From: rollo@artvark.com (Rollo Silver)
Date: Mon, 8 Apr 1996 11:19:36 +0800
To: norm@netcom.com (Norman Hardy)
Subject: Why sign pubkey?
Message-ID: <v02130500ad8dc7aab49a@[198.59.115.161]>
MIME-Version: 1.0
Content-Type: text/plain


                   Why You Should Sign Your PGP Public Key
                    Francis Litterio (franl@world.std.com)

If you generate a public/private key-pair and distribute the public key
without any signatures on it, you are open to a denial of service attack.
Here's how the attack works. I take your unsigned public key, and (using a
suitably powerful editor, such as Emacs) I edit the userid string so that it
still has your name but my email address on it. Then I distribute this fake
key widely. Anyone who uses the fake key to encrypt email to you will send
the email to me instead (if she uses the email address in the key). Of
course, I won't be able to decrypt the email I receive, because it was
encrypted with your public key, but I have denied you the option of
decrypting it. You might never know the message was even sent.

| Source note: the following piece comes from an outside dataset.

Issue #3577, opened 2024-05-06
Implement aligned_alloc


RalfJung:
C11 has a new allocation function: aligned_alloc. We should implement it in Miri. Docs can be found [here](https://en.cppreference.com/w/cpp/memory/c/aligned_alloc).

If you have at least one signature on your public key, PGP detects the
tampering of the userid string and alerts the person who is sending you
encrypted email. This is possible because of the nature of a digital
signature. A digital signature is the output of a cryptographically secure
hash function taking as input your RSA public key and your userid string
(among other things). That hash output value is encrypted with the private
key of the signer. If you have a valid public key from the signer and if you
trust the signer to sign other people's keys, then PGP allows you to infer a
certain degree of trust that the signed key belongs to the person named in
the key's userid field.

A cryptographically secure hash function is an irreversable hash function
for which it is computationally infeasible to find an input message that
hashes to a given output value. A task is computationally infeasible if the
sun will have burned out before even the most powerful computer could finish
the task. This prevents people from forging digital signatures.

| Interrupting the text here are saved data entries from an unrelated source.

PR #3588, opened 2024-05-08
Allow test targets to be set via CLI args

### LINKED ISSUE #3584: Cannot add new targets after installation of toolchain
Basically the annoyance is:

1. Run `.\miri toolchain`
2. Later, need more targets for the toolchain (Linux, OSX, ...)
3. Run `.\miri toolchain -t x86_64-unknown-linux-gnu aarch64-apple-darwin`
4. Instantly returns without doing anything

I believe this is a combination of factors. One being this portion of miri-script ignoring components & targets:

https://github.com/rust-lang/miri/blob/cf2df2d7d84c8ac06d3ab8200f290e9ec8128951/miri-script/src/commands.rs#L184-L203

Which doesn't pass the command to `rustup-toolchain-install-master` at all, the also the fact that `rustup-toolchain-install-master` doesn't add new targets to installed toolchains anyways. 

The solution is to delete the toolchain with rustup then rerun `.\miri toolchain -t whatever` right now.

kennytm/rustup-toolchain-install-master#19 semi-related

Since the upstream tool seems to be mostly inactive I'm not going to work on this unless there is any indication of activity upstream.

RossSmyth:
Fixes #3584

I'm not a pro shell script reader as I am a Windows user, but we shall see if the CI script broke.

### DIFF
--- a/CONTRIBUTING.md
+++ b/CONTRIBUTING.md
@@ -73,6 +73,7 @@ For example:
 You can (cross-)run the entire test suite using:
 
 ```sh
+./miri test
 ./miri test --target i686-unknown-linux-gnu
 ```
 
--- a/CONTRIBUTING.md
+++ b/CONTRIBUTING.md
@@ -72,14 +72,13 @@ For example:
 
 You can (cross-)run the entire test suite using:
 
-```
-./miri test
-MIRI_TEST_TARGET=i686-unknown-linux-gnu ./miri test
+```sh
+./miri test --target i686-unknown-linux-gnu
 ```
 
 `./miri test FILTER` only runs those tests that contain `FILTER` in their filename (including the
-base directory, e.g. `./miri test fail` will run all compile-fail tests). These filters are passed
-to `cargo test`, so for multiple filters you need to use `./miri test -- FILTER1 FILTER2`.
+base directory, e.g. `./miri test fail` will run all compile-fail tests). Multiple filters 
+are supported: `./miri test FILTER1 FILTER2`.
 
 #### Fine grained logging
 
--- a/miri-script/src/commands.rs
+++ b/miri-script/src/commands.rs
@@ -23,7 +23,9 @@ const JOSH_PORT: &str = "42042";
 
 impl MiriEnv {
     /// Returns the location of the sysroot.
-    fn build_miri_sysroot(&mut self, quiet: bool) -> Result<PathBuf> {
+    ///
+    /// If the target is None the sysroot will be built for the host machine.
+    fn build_miri_sysroot(&mut self, quiet: bool, target: Option<&str>) -> Result<PathBuf> {
         if let Some(miri_sysroot) = self.sh.var_os("MIRI_SYSROOT") {
             // Sysroot already set, use that.
             return Ok(miri_sysroot.into());
@@ -35,26 +37,27 @@ impl MiriEnv {
         self.build(path!(self.miri_dir / "Cargo.toml"), &[], quiet)?;
         self.build(&manifest_path, &[], quiet)?;
 
-        let target = &match self.sh.var("MIRI_TEST_TARGET") {
-            Ok(target) => vec!["--target".into(), target],
-            Err(_) => vec![],
-        };
+        let target_flag =
+            &if let Some(target) = target { vec!["--target", target] } else { vec![] };
+
         if !quiet {
-            match self.sh.var("MIRI_TEST_TARGET") {
-                Ok(target) => eprintln!("$ (building Miri sysroot for {target})"),
-                Err(_) => eprintln!("$ (building Miri sysroot)"),
+            if let Some(target) = target {
+                eprintln!("$ (building Miri sysroot for {target})");
+            } else {
+                eprintln!("$ (building Miri sysroot)");
             }
         }
+
         let output = cmd!(self.sh,
             "cargo +{toolchain} --quiet run {cargo_extra_flags...} --manifest-path {manifest_path} --
-             miri setup --print-sysroot {target...}"
+             miri setup --print-sysroot {target_flag...}"
         ).read();
         let Ok(output) = output else {
             // Run it again (without `--print-sysroot` or `--quiet`) so the user can see the error.
             cmd!(
                 self.sh,
                 "cargo +{toolchain} run {cargo_extra_flags...} --manifest-path {manifest_path} --
-                miri setup {target...}"
+                miri setup {target_flag...}"
             )
             .run()
             .with_context(|| "`cargo miri setup` failed")?;
@@ -161,7 +164,7 @@ impl Command {
             Command::Install { flags } => Self::install(flags),
             Command::Build { flags } => Self::build(flags),
             Command::Check { flags } => Self::check(flags),
-            Command::Test { bless, flags } => Self::test(bless, flags),
+            Command::Test { bless, flags, target } => Self::test(bless, flags, target),
             Command::Run { dep, verbose, many_seeds, flags } =>
                 Self::run(dep, verbose, many_seeds, flags),
             Command::Fmt { flags } => Self::fmt(flags),
@@ -446,16 +449,23 @@ impl Command {
         Ok(())
     }
 
-    fn test(bless: bool, flags: Vec<OsString>) -> Result<()> {
+    fn test(bless: bool, flags: Vec<OsString>, target: Option<String>) -> Result<()> {
         let mut e = MiriEnv::new()?;
+
+        if let Some(target) = target.as_deref() {
+            // Tell the sysroot which target to test.
+            e.sh.set_var("MIRI_TEST_TARGET", target);
+        }
+
         // Prepare a sysroot.
-        e.build_miri_sysroot(/* quiet */ false)?;
+        e.build_miri_sysroot(/* quiet */ false, target.as_deref())?;
 
         // Then test, and let caller control flags.
         // Only in root project as `cargo-miri` has no tests.
         if bless {
             e.sh.set_var("RUSTC_BLESS", "Gesundheit");
         }
+
         e.test(path!(e.miri_dir / "Cargo.toml"), &flags)?;
         Ok(())
     }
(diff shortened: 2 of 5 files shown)


miri-script/src/commands.rs
```diff
@@ -35,26 +37,27 @@ impl MiriEnv {
         self.build(path!(self.miri_dir / "Cargo.toml"), &[], quiet)?;
         self.build(&manifest_path, &[], quiet)?;
 
-        let target = &match self.sh.var("MIRI_TEST_TARGET") {
-            Ok(target) => vec!["--target".into(), target],
-            Err(_) => vec![],
-        };
+        let target_flag =
+            &if let Some(target) = target { vec!["--target", target] } else { vec![] }[..];
```
RalfJung, line 41: Why is `[..]` needed now? It wasn't needed before

miri-script/src/commands.rs
```diff
@@ -446,10 +449,28 @@ impl Command {
...
+            e.sh.set_var("MIRI_TEST_TARGET", target);
+
+            if has_flag(&flags, "target") {
+                // We must remove the flag if it came from the CLI because test driver has no idea
+                // what the target flag does.
+                let position = flags.iter().position(|flag| flag == "--target").unwrap();
+
+                // Remove both the key and the value
+                flags.remove(position);
+                flags.remove(position);
```
RalfJung, line 468: Yeah sorry that's exactly what I said I didn't like... randomly mutating things in the middle of the CLI argument stream.

I think the better approach is to
- make `Test` [here](https://github.com/rust-lang/miri/blob/f399ed23678ff15831588272cc1343a5398ff7be/miri-script/src/main.rs#L31-L36) have an extra `target: Option<String>`
- Adjust the parsing [here](https://github.com/rust-lang/miri/blob/f399ed23678ff15831588272cc1343a5398ff7be/miri-script/src/main.rs#L149) to be more like `run` (i.e., with a loop) to extract leading `--bless` and `--target` flags

miri-script/src/util.rs
```diff
@@ -143,7 +173,7 @@ impl MiriEnv {
         let MiriEnv { toolchain, cargo_extra_flags, .. } = self;
         cmd!(
             self.sh,
-            "cargo +{toolchain} test {cargo_extra_flags...} --manifest-path {manifest_path} {args...}"
+            "cargo +{toolchain} test {cargo_extra_flags...} --manifest-path {manifest_path} -- {args...}"
```
RalfJung, line 176: This should probably be done by the caller, not here. Here it's somewhat inconsistent.

Then the docs will also need adjusting, and `ci.sh` as well... seems like passing two `--` actually works but it shouldn't be necessary. The README also needs updating.

miri-script/src/commands.rs
RossSmyth: Not needed, I just like slices better

RossSmyth:
Ah I forgot about the env vars.

CONTRIBUTING.md
```diff
@@ -72,14 +72,13 @@ For example:
...
 
-```
-./miri test
-MIRI_TEST_TARGET=i686-unknown-linux-gnu ./miri test
+```sh
+./miri test --target i686-unknown-linux-gnu
 ```
 
 `./miri test FILTER` only runs those tests that contain `FILTER` in their filename (including the
 base directory, e.g. `./miri test fail` will run all compile-fail tests). These filters are passed
```
RalfJung, line 80:
```suggestion
base directory, e.g. `./miri test fail` will run all compile-fail tests). Multiple filters
```

CONTRIBUTING.md
```diff
@@ -72,14 +72,13 @@ For example:
...
-to `cargo test`, so for multiple filters you need to use `./miri test -- FILTER1 FILTER2`.
+to the test driver, so for multiple filters you can use `./miri test FILTER1 FILTER2`.
```
RalfJung, line 81:
```suggestion
are supported: `./miri test FILTER1 FILTER2`.
```

miri-script/src/commands.rs
RalfJung: I find it to be just syntactic noise, please remove it.

miri-script/src/commands.rs
```diff
@@ -446,16 +449,23 @@ impl Command {
         Ok(())
     }
 
-    fn test(bless: bool, flags: Vec<OsString>) -> Result<()> {
+    fn test(bless: bool, flags: Vec<OsString>, target: Option<String>) -> Result<()> {
         let mut e = MiriEnv::new()?;
+
+        if let Some(target) = target.as_deref() {
+            // This must be set, it is what makes miri actually cross-interpret.
```
RalfJung, line 456:
```suggestion
            // Tell the sysroot which target to test.
```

                       -------------------------------

                       How to Sign Your PGP Public Key

You should sign your PGP public key immediately after generating your
public/private key-pair. To sign your own public key, type this:

     pgp -ks <userid>

where <userid> is the userid attached to your just-generated public key. If
you have more than one userid on your public key, then you should sign each
one individually.

                       -------------------------------

                      Misconceptions About Signed Keys

A widespread misconception about self-signed public keys (i.e., keys that
have been signed by their corresponding private keys) is that a self-signed
key is somehow more valid than a key that is not self-signed. A self-signed
key is no more valid than a key with no signatures at all. Why? Suppose you
have a public key with this userid string:

     John Q. Public <jqp@somewhere.com>

Here's my denial of service attack. I use PGP to generate a new
public/private key-pair with the same userid string as your public key but
having different RSA public key bits. I self-sign that public key with its
private half. I distribute that public key widely. Someone thinks it's yours
based on the userid string. She makes the mistake of concluding that it is
your key because it is self-signed. This is the mistake of inferring
validity merely from the presence of a self-signature. She uses it to
encrypt email to you, but you will not be able to decrypt that mail.

This is a different kind of denial of service attack than the one described
earlier (see Why You Should Sign Your PGP Public Key above). The only
defense against this attack (that I can think of) is to be ever-vigilent for
public keys that have your userid string but a different key-id and
key-fingerprint.

The key-id is the 32 least-significant bits of your RSA modulus, which is
one of the two numbers that make up your RSA public key. The other number is
the RSA public exponent (see the mathematical guts of RSA encryption for
more details).

The key fingerprint is a cryptographically secure hash of the RSA modulus
and RSA public exponent, which together make up your public key. The
cryptographically secure hash function is Ron Rivest's MD5, which outputs a
128-bit (16-byte) number, which depends in no discernable way on every bit
in its input. It is much easier for two people to compare a 16-byte
hexadecimal value over the phone that it is for them to compare the many
hundreds or thousands of bits that compose the modulus and public exponent.
If an RSA public key were tampered with in transmission from one person to
another, comparing the fingerprints (via a tamperproof communication
channel) would certainly reveal the tampering.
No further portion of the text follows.